--- Supplied records Enclosed Below ---

PR #10616, opened 2026-05-17
fix: handle degenerate bboxes in QC skeleton/keypoint matching

### LINKED ISSUE #9957: Quality control: can't match skeletons or point groups in corner cases

### Steps to Reproduce

1. Create a task with 1 skeleton label (with 1 point) a GT job
2. Create 1 annotation that you'd expect to match in the GT job and a regular job
3. Run quality check, find that the skeletons were not matched

The reason is that the skeleton boxes are checked for intersection first. Only if there's an intersection, the points are compared between each other. This works in "normal" cases, where there are 5+ visible skeleton points and they cover some area, but in some corner cases this check produces incorrect results.

Related cases:
- a pair of skeletons / points that are quasi-parallel lines without bbox intersection
- a pair of skeletons / points, with one or two of them having just 1 visible point

Code references:
https://github.com/cvat-ai/cvat/blob/650f2b204ce5fd52630cfdb44dafa3936bfc2de3/cvat/apps/quality_control/quality_reports.py#L1078-L1081

Known workarounds:
Append a grouped bounding box to each skeleton. These boxes can be used by the existing implementation. It solves the problem, but it's not always convenient to do and increases the amount of annotation work. In some annotation scenarios there is no simple way to add more annotation types in the specification.

### Expected Behavior

The skeleton and points should match when they're close to each other.

### Possible Solution

It's possible to disable this check, but doing so can reduce performance of the algorithm significantly and can result in some false-positive matches because of the OKS scaling to the common bbox.

### Context

_No response_

### Environment

```Markdown

```

Abubakarnaeem20:
## Summary

Closes #9957 — Quality control cannot match skeletons with degenerate bounding boxes (single-point or collinear skeletons).

### Root cause

Single-point skeletons produce a bbox of `(x, y, 0, 0)`. `bbox_iou()` returns 0 for any zero-area box (0÷0), so the early-exit guard blocks even *identical* annotations from matching.

### Fix (per maintainer suggestion — option 2)

When **both** bboxes have zero area, skip the IoU guard and scale OKS by the **image area** (`scale = img_h × img_w`) instead of the bbox area. This is the same approach already used for point annotations in `match_points._distance`.

Why image size works:
- Provides a meaningful reference scale regardless of object size
- Correctly handles slightly-offset points (not just exact matches)
- Mirrors existing, battle-tested logic in the codebase

Why the initial 1×1 minimum-bbox approach was wrong:
- Only worked for d=0 (exact matches); any slight offset → OKS ≈ 0 due to tiny scale

**Changes:**
- `KeypointsMatcher`: add `img_size: tuple[int, int] | None` field; when both bbox areas are 0 use `scale = img_h * img_w`
- `match_skeletons`: read image size from `item_a` and pass it to `KeypointsMatcher`, mirroring `match_points._distance`

**What did not change:** Normal skeletons with non-overlapping, non-degenerate bboxes are still rejected by the existing IoU guard — no performance regression for the common case.

## Test plan

New tests in `cvat/apps/quality_control/tests/test_keypoints_matcher.py`:

- [ ] `test_single_point_identical_returns_one` — OKS = 1.0 for identical single-point skeletons
- [ ] `test_single_point_slightly_off_returns_high_oks` — OKS > 0.9 for points 5 px apart on 640×480
- [ ] `test_single_point_far_apart_returns_low_oks` — OKS < 0.5 for points far apart
- [ ] `test_collinear_two_point_skeleton_identical_returns_one` — zero-height bbox skeletons match
- [ ] `test_degenerate_without_image_size_returns_zero` — safe fallback when img_size is None
- [ ] `test_normal_non_overlapping_skeletons_return_zero` — regression: non-overlapping normal skeletons still blocked
- [ ] `test_normal_overlapping_skeletons_return_nonzero` — regression: overlapping normal skeletons still compute OKS

### DIFF
--- a/cvat/apps/quality_control/tests/test_keypoints_matcher.py
+++ b/cvat/apps/quality_control/tests/test_keypoints_matcher.py
@@ -1,0 +1,58 @@
+# Copyright (C) CVAT.ai Corporation
+#
+# SPDX-License-Identifier: MIT
+
+import unittest
+
+import datumaro as dm
+
+from cvat.apps.quality_control.quality_reports import KeypointsMatcher
+
+
+class TestKeypointsMatcher(unittest.TestCase):
+    """Regression tests for issue #9957.
+
+    Single-point and collinear skeletons produce zero-area bboxes.
+    bbox_iou() returns 0 for zero-area boxes, which previously caused
+    the early-exit guard to block even identical annotations from matching.
+    """
+
+    def _matcher(self, pt_a, bbox_a, pt_b, bbox_b):
+        return KeypointsMatcher(
+            sigma=0.1,
+            instance_map={id(pt_a): [None, bbox_a], id(pt_b): [None, bbox_b]},
+        )
+
+    def test_single_point_identical_returns_one(self):
+        """Identical single-point skeletons must match with OKS=1.0."""
+        pt_a = dm.Points([10, 20], visibility=[dm.Points.Visibility.visible])
+        pt_b = dm.Points([10, 20], visibility=[dm.Points.Visibility.visible])
+        matcher = self._matcher(pt_a, (10, 20, 0, 0), pt_b, (10, 20, 0, 0))
+        self.assertAlmostEqual(matcher.distance(pt_a, pt_b), 1.0)
+
+    def test_collinear_two_point_skeleton_identical_returns_one(self):
+        """Identical horizontal-line skeletons (zero-height bbox) must match."""
+        pt_a = dm.Points([0, 0, 100, 0], visibility=[dm.Points.Visibility.visible] * 2)
+        pt_b = dm.Points([0, 0, 100, 0], visibility=[dm.Points.Visibility.visible] * 2)
+        matcher = self._matcher(pt_a, (0, 0, 100, 0), pt_b, (0, 0, 100, 0))
+        self.assertAlmostEqual(matcher.distance(pt_a, pt_b), 1.0)
+
+    def test_normal_non_overlapping_skeletons_return_zero(self):
+        """Non-overlapping normal (non-degenerate) skeletons must not match."""
+        pt_a = dm.Points([10, 10, 50, 50], visibility=[dm.Points.Visibility.visible] * 2)
+        pt_b = dm.Points([200, 200, 250, 250], visibility=[dm.Points.Visibility.visible] * 2)
+        matcher = self._matcher(pt_a, (10, 10, 40, 40), pt_b, (200, 200, 50, 50))
+        self.assertEqual(matcher.distance(pt_a, pt_b), 0.0)
+
+    def test_normal_overlapping_skeletons_return_nonzero(self):
+        """Overlapping normal skeletons must still compute OKS correctly."""
+        pt_a = dm.Points([10, 10, 50, 50], visibility=[dm.Points.Visibility.visible] * 2)
+        pt_b = dm.Points([12, 12, 52, 52], visibility=[dm.Points.Visibility.visible] * 2)
+        matcher = self._matcher(pt_a, (10, 10, 40, 40), pt_b, (12, 12, 40, 40))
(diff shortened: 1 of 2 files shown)


cvat/apps/quality_control/tests/test_keypoints_matcher.py
```diff
@@ -0,0 +1,58 @@
...
+            sigma=0.1,
+            instance_map={id(pt_a): [None, bbox_a], id(pt_b): [None, bbox_b]},
+        )
+
+    def test_single_point_identical_returns_one(self):
+        """Identical single-point skeletons must match with OKS=1.0."""
+        pt_a = dm.Points([10, 20], visibility=[dm.Points.Visibility.visible])
+        pt_b = dm.Points([10, 20], visibility=[dm.Points.Visibility.visible])
+        matcher = self._matcher(pt_a, (10, 20, 0, 0), pt_b, (10, 20, 0, 0))
+        self.assertAlmostEqual(matcher.distance(pt_a, pt_b), 1.0)
```
zhiltsov-max: The solution certainly works for identical points, but having such points in real annotations is unlikely. If the points are slightly off, this solution breaks. It's probably acceptable as a workaround, but it's not really helpful in practice.

I can suggest doing one of the following.
1. Boxes in OKS serve as object size guides. 
1.a. We can potentially try to pick up such a guide from other skeletons in the task, but I don't really like this solution, as it yields unpredictable results. 
1.b. Another possible option is to just pick a bigger minimal bbox, e.g. 50x50. The problem is that we can't know what is the expected object size in the task is.
2. Change the approach. Instead of using boxes, allow using the image size. This is already implemented for `points` annotations (check `match_points - _distance - (else branch)`. This option works quite good in my experience, but it has the downsize of requiring uniform images. I'd recommend choosing this option, because it's practical and quite simple to implement.
3. Implement a more complex approach, like PDJ, PCKh-likes with  configurable pivot ([read more](https://arxiv.org/pdf/1812.08008)). This is likely to work and be practical, but I don't recommend going this way without trying simpler solutions first.

zhiltsov-max (commented):
Hi, thank you for the PR! Please check the comment.

Abubakarnaeem20:
Thanks for the detailed feedback, @zhiltsov-max!

You're right — the 1x1 minimum-bbox workaround only holds for exact matches (d=0) and breaks as soon as annotations are slightly off, making it impractical for real-world use.

I've updated the PR to implement **option 2** as you recommended. The changes mirror the logic already in :

- Added an  field to 
- When **both** bboxes have zero area, the IoU guard is skipped and OKS is scaled by the image area () instead of the bbox area
-  now reads the image size from  and passes it to , exactly as  does
- Added a safe fallback: if  is , return  rather than NaN

Updated tests cover:
- Identical single-point skeletons → OKS = 1.0
- Slightly-offset points (5 px on a 640x480 image) → OKS > 0.9
- Far-apart points → OKS < 0.5
- Collinear (zero-height bbox) identical skeletons → OKS = 1.0
- Safe fallback when  → returns 0
- Regression guards for normal non-degenerate bboxes (unchanged behaviour)

Please let me know if anything needs adjusting!

zhiltsov-max:
Thank you for the updated version. It partially fixes the error, but I don't think it does it correctly now. This version silently changes how the OKS sigma values are interpreted (object bbox to image size), which can lead to matches far beyond the expected radius. For simple point comparison it's open for interpretation, so the approach can be considered working. It's not the same for skeletons. I think the proper solution should work this way:

1. Allow using `point_size_base` for skeleton matching - this will provide an option to compare skeletons without explicit bbox dependency, when it's suitable for the dataset.
2. If `point_size_base == GROUP_BBOX_SIZE`, matching should result in an error as before (because skeletons must have a bbox to be compared correctly).

It's possible to extend these 2 options with more advanced variants, e.g. compute scale based on the skeleton edges (for datasets with non-uniform images), but I'd start just with the options above.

--- End of Enclosed Supplied records ---

Task brief: Your answer should be each line from the entries that includes the string "must".

Result of the exercise:
+        """Identical single-point skeletons must match with OKS=1.0."""
+        """Identical horizontal-line skeletons (zero-height bbox) must match."""
+        """Non-overlapping normal (non-degenerate) skeletons must not match."""
+        """Overlapping normal skeletons must still compute OKS correctly."""
+        """Identical single-point skeletons must match with OKS=1.0."""
2. If `point_size_base == GROUP_BBOX_SIZE`, matching should result in an error as before (because skeletons must have a bbox to be compared correctly).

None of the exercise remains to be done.